Le royaume immobile

« Le Paris des Merveilles, T.03 : Le royaume immobile » est le dernier tome d’une série de Pierre Pevel.

 

Synopsis :

Alors que tout le monde ne songe qu’aux prochaines élections du Parlement des Fées, Griffont doit aider un ami soupçonné de meurtre. De son côté, Isabel se trouve aux prises avec de dangereux anarchistes venus de l’OutreMonde et décidés à ensanglanter Paris pour se faire entendre. Mais ces deux affaires pourraient bien être liées, et nos deux héros ne tarderont pas à lever le voile sur un secret ancien susceptible d’ébranler le trône d’Ambremer. Un secret que convoite le Reine Noire, jumelle maléfique et ennemie acharnée de la reine des fées.

 

Avis :

Pas le meilleur tome de la série.

J’avoue m’être un peu ennuyé sur ce tome, et tout particulièrement sur le début. Il ne se passe pas beaucoup de choses dans la première partie du récit (1/3 du livre). Par ailleurs, j’ai trouvé que l’auteur répète beaucoup d’information. Certaines répétitions sont dues au fait que j’ai lu le tome 2 il y a une semaine : l’auteur redit des choses pour que l’ouvrage soit compréhensible pour un lectorat qui débuterait par erreur avec ce dernier tome. Mais cela ne justifie pas tout.
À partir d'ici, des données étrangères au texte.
PR #635, opened 2018-09-28
Add call_print_type()

### LINKED ISSUE #176: Add is_infix_call()

lionel-:
Closes #176


R/call.R
```diff
@@ -225,6 +225,111 @@ is_call <- function(x, name = NULL, n = NULL, ns = NULL) {
...
+    `!!!` =
+      "prefix",
+    `function` = ,
+    `while` = ,
+    `for` = ,
+    `repeat` = ,
+    `if` = ,
+    `(` = ,
+    `{` =
+      "control-flow",
```
hadley: Could we make it match https://adv-r.hadley.nz/functions.html#function-forms ?  I don't love the characterisation of `[[` as postfix, since there's still the closing `]]`. And I think "special" is general enough for most purposes.

lionel-: Makes sense, done.

Issue #325, opened 2017-12-21
Should set_names() recycle length-1 names vectors?


lionel-:
cc @jennybc

lionel-:
And do we need `set_names_at()` that initialises missing names to `""` instead of `NA`?

From @jennybc:

> To summarize what I find weird with base handling:
> Inconsistency around the lack of a name: `NULL` vs `NA` vs “”
> Recycling behavior (or lack thereof, actually) wrt assignment that feels inconsistent with how R usually works

lionel-:
Or support only `""` and `NA` as it is better for names to be unique. I.e. `set_names(x, "")` would reinitialise the names with an empty string vector.

lionel-:
@hadley mentioned that names should generally be unique because they are typically used as element-wise identifiers. But sometimes they are group identifiers. In this case it might make sense to recycle length-1 names:

```r
vec <- c(set_names(vec1, "group1"), set_names(vec2, "group2"))
tibble::enframe(vec)
```

cc @jennybc

jennybc:
I seem to run into cases where names are non-unique fairly often. For example, in forming the query part of an API call. I'll make a point of noticing some IRL examples.

krlmlr:
I'm thinking about using a named vector with non-unique names in `tibble::tidy_names()` for https://github.com/tidyverse/tibble/issues/406. Here I'd like _rlang_ to keep all `NA` and `""` unchanged, but I'm not sure if this requirement is useful in other cases.

lionel-:
It now occurs to me the recycling could go both ways as a handy way of creating vectors along names:

```r
set_names(NA, c("foo", "bar"))
#> foo bar 
#>  NA  NA 
```

hadley:
I think this is not possible because our [standard recycling rules](https://github.com/tidyverse/principles/issues/13) give length-0 output when any input is length-0. That conflicts with the existing use of `set_names(x, NULL)` to remove names.

PR #639, opened 2018-10-02
Add .homonyms argument to dots collectors

lionel-:
```r
mylist <- function(...) {
  dots_list(..., .homonyms = "first")
}

mylist(1, a = 2, b = 3, 4, b = 5, b = 6, 7, a = 8)
#> [[1]]
#> [1] 1
#>
#> $a
#> [1] 2
#>
#> $b
#> [1] 3
#>
#> [[4]]
#> [1] 4
#>
#> [[5]]
#> [1] 7
```

```r
mylist <- function(...) {
  dots_list(..., .homonyms = "last")
}

mylist(1, a = 2, b = 3, 4, b = 5, b = 6, 7, a = 8)
#> [[1]]
#> [1] 1
#>
#> [[2]]
#> [1] 4
#>
#> $b
#> [1] 6
#>
#> [[4]]
#> [1] 7
#>
#> $a
#> [1] 8
```

```r
mylist <- function(...) {
  dots_list(..., .homonyms = "error")
}

mylist(1, a = 2, b = 3, 4, b = 5, b = 6, 7, a = 8)
#> Error: Arguments can't have the same name. We found these problems:
#> * Multiple arguments named `a` at positions 2 and 8
#> * Multiple arguments named `b` at positions 3, 5 and 6

mylist(1, a = 2, b = 3, 4, b = 5, b = 6, 7)
#> Error: Arguments can't have the same name.
#> We found multiple arguments named `b` at positions 3, 5 and 6
```

### DIFF
--- a/NEWS.md
+++ b/NEWS.md
@@ -1,6 +1,12 @@
 
 # rlang 0.2.2.9000
 
+* `dots_list()`, `enexprs()` and `enquos()` gain a `.homonyms`
+  argument to control how to treat arguments with the same name.
+  The default is to keep them. Set it to `"first"` or `"last"` to keep
+  only the first or last occurrences. Set it to `"error"` to raise an
+  informative error about the arguments with duplicated names.
+
 * Automatic naming of expressions now uses `quo_name()` instead of
   `quo_text()`. This makes it compatible with all object types,
   prevents multi-line names, and ensures `name` and `.data[["name"]]`
--- a/R/compat-purrr.R
+++ b/R/compat-purrr.R
@@ -50,7 +50,7 @@ pluck_cpl <- function(.x, .f) {
 }
 
 map2 <- function(.x, .y, .f, ...) {
-  mapply(.f, .x, .y, MoreArgs = list(...), SIMPLIFY = FALSE)
+  set_names(mapply(.f, .x, .y, MoreArgs = list(...), SIMPLIFY = FALSE), names(.x))
 }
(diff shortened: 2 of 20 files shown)


NEWS.md
```diff
@@ -1,6 +1,12 @@
 
 # rlang 0.2.2.9000
 
+* `dots_list()`, `enexprs()` and `enquos()` gain a `.homonyms`
+  argument to control how to treat arguments with duplicated names.
```
hadley: duplicated -> "the same"

R/compat-purrr.R
```diff
@@ -50,7 +50,7 @@ pluck_cpl <- function(.x, .f) {
 }
 
 map2 <- function(.x, .y, .f, ...) {
-  mapply(.f, .x, .y, MoreArgs = list(...), SIMPLIFY = FALSE)
+  set_names(mapply(.f, .x, .y, MoreArgs = list(...), SIMPLIFY = FALSE), names(.x))
```
hadley: I have a vague recollection that setting names unconditionally like this is a bit risky, but I can't remember why

lionel-: Perhaps because `set_names()` does not recycle whereas `mapply()` does? I think `set_names()` should recycle, it makes sense in some situations, and is handy for `set_names(x, "")`: https://github.com/r-lib/rlang/issues/325

However I see that that `purrr::map2()` discards the names when it recycles. So for consistency I'll check for length.

PR #642, opened 2018-10-03
Support large double values in is_integerish()

### LINKED ISSUE #578: is_integerish() and large numbers
``` r
rlang::is_integerish(1e10)
#> Warning in rlang::is_integerish(1e+10): NAs introduced by coercion to
#> integer range
#> [1] NA
```

> Created on 2018-08-20 by the [reprex package](http://reprex.tidyverse.org) (v0.2.0).

Do we need to use `trunc()` instead of `as.integer()` ?

lionel-:
Closes #578

### DIFF
--- a/NEWS.md
+++ b/NEWS.md
@@ -1,6 +1,8 @@
 
 # rlang 0.2.2.9000
 
+* `is_integerish()` now supports large double values (#578).
+
 * The sentinel for removing arguments in `call_modify()` has been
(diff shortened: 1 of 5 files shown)


hadley:
Also need to consider the case of the double that equals the smallest integer, because R uses that value for `NA_INTEGER`

hadley:
This doesn't involve coercion, so it's not important. Need to note that even if `is.integerish()` is all `TRUE`, `is.integer()` might produce NAs

PR #646, opened 2018-10-04
Implement zap sentinel for removing elements

lionel-:
Creating zap objects:

```r
zap()
#> <zap>

zaps(3)
#> [[1]]
#> <zap>
#>
#> [[2]]
#> <zap>
#>
#> [[3]]
#> <zap>

zaps(c("foo", "bar"))
#> $foo
#> <zap>
#>
#> $bar
#> <zap>
```

Zapping arguments:

```r
call <- quote(foo())

call <- call_modify(call, bar = NULL, baz = )
call
#> foo(bar = NULL, baz = )

call_modify(call, bar = zap())
#> foo(baz = )

call_modify(call, !!!zaps(c("foo", "bar", "baz")))
#> foo()
```

Zapping bindings:

```r
env <- env()

env_bind(env, foo = )
env$foo
#>

env_bind(env, foo = NULL)
env$foo
#> NULL

env_has(env, "foo")
#>  foo
#> TRUE

env_bind(env, foo = zap())
env$foo
#> NULL

env_has(env, "foo")
#>   foo
#> FALSE
```


hadley:
`zaps()` feels a bit too special purpose to me, so I'd prefer not to export it yet.

lionel-:
@hadley Added `rep_named()` in https://github.com/r-lib/rlang/pull/646/commits/dbf1480cb45ab57a6a3da57da6232f8c29af351c.

lionel-:
cc @vspinu, I think you're the only user of `call_modify()` ;)

We changed the meaning of `arg = NULL`, it will now create a `NULL` argument.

Oui, on a compris qui est Isabel/Aurélia, ce n’est pas la peine de le répéter sans arrêt ; oui, on a compris le déroulement et les éléments d’un duel.
Bref, j’avoue que par moment, j’avais une impression de remplissage.
Heureusement, le récit devient plus dynamique dans ses deux derniers tiers. Cependant, j’ai trouvé certains éléments de scénario sont un peu gros et j’ai vu venir certaines choses (genre fusil de Tchékhov)
Mais quoi qu’il en soit, j’ai passé un relatif bon moment de lecture avec des scènes d’actions très dynamiques, mais aussi des passages tristes et tendus.

 

Pour les personnages, je n’ai pas beaucoup à dire puisque la plupart d’entre eux étaient déjà présents dans les deux tomes précédents. Isabel de Saint-Gil est juste très pénible quand elle nous tape ses crises de jalousies face à Brescieux. Certes, les dialogues sont piquants, mais sa jalousie maladive en devient pénible. D’ailleurs, on en vient presque à être heureux que les personnages féminins soient finalement limités pour éviter de se taper des crises encore et encore.
Un personnage m’a un peu déçue : la Reine Noire. C’est un personnage que je trouve pathétique. En effet, je trouve que l’auteur la décrit trop comme un être puissant, revêche et mauvais. Bref, une sorte de Némésis à la Reine Méliane. Mais franchement, je trouve que la sauce ne prend pas. En fait, c’est un peu exagéré, mais elle est presque une forme de Kylo Ren au féminin… C’est dommage, car son manque de charisme fait perdre du charme à son personnage, mais aussi aux enjeux du récit.

 

J’en ai donc fini avec cette trilogie du Paris des Merveilles. Au final, les trois tomes sont assez inégaux, mais restent agréables à lire. J’ai pris plaisir à suivre les aventures de ces personnages et à découvrir cet univers de la Belle-Epoque.